| DATA UNDER STUDY |
[Start of section]

PR #1672, opened 2020-10-19
Fix build errors when Distconv is enabled

oyamay:
This PR fixes some build errors when Distconv is enabled, mainly by replacing the MPI CUDA backend with the host-transfer backend.


bvanessen (approved):
LGTM

PR #1673, opened 2020-10-19
Adding the CosmoFlow and the 3D U-Net models

oyamay:
This PR adds two CNN models, the CosmoFlow network and the 3D U-Net.
These models are partitioned in the depth dimension among multiple GPUs (see https://arxiv.org/abs/2007.12856 for details).

They requires that Distconv is installed.


ndryden (approved):
Looks fine to me.

bvanessen (approved):
LGTM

[End of section]

| TASK ITEM |
Return the whole listing above verbatim.

| TASK ANSWER |
PR #1672, opened 2020-10-19
Fix build errors when Distconv is enabled

oyamay:
This PR fixes some build errors when Distconv is enabled, mainly by replacing the MPI CUDA backend with the host-transfer backend.


bvanessen (approved):
LGTM

PR #1673, opened 2020-10-19
Adding the CosmoFlow and the 3D U-Net models

oyamay:
This PR adds two CNN models, the CosmoFlow network and the 3D U-Net.
These models are partitioned in the depth dimension among multiple GPUs (see https://arxiv.org/abs/2007.12856 for details).

They requires that Distconv is installed.


ndryden (approved):
Looks fine to me.

bvanessen (approved):
LGTM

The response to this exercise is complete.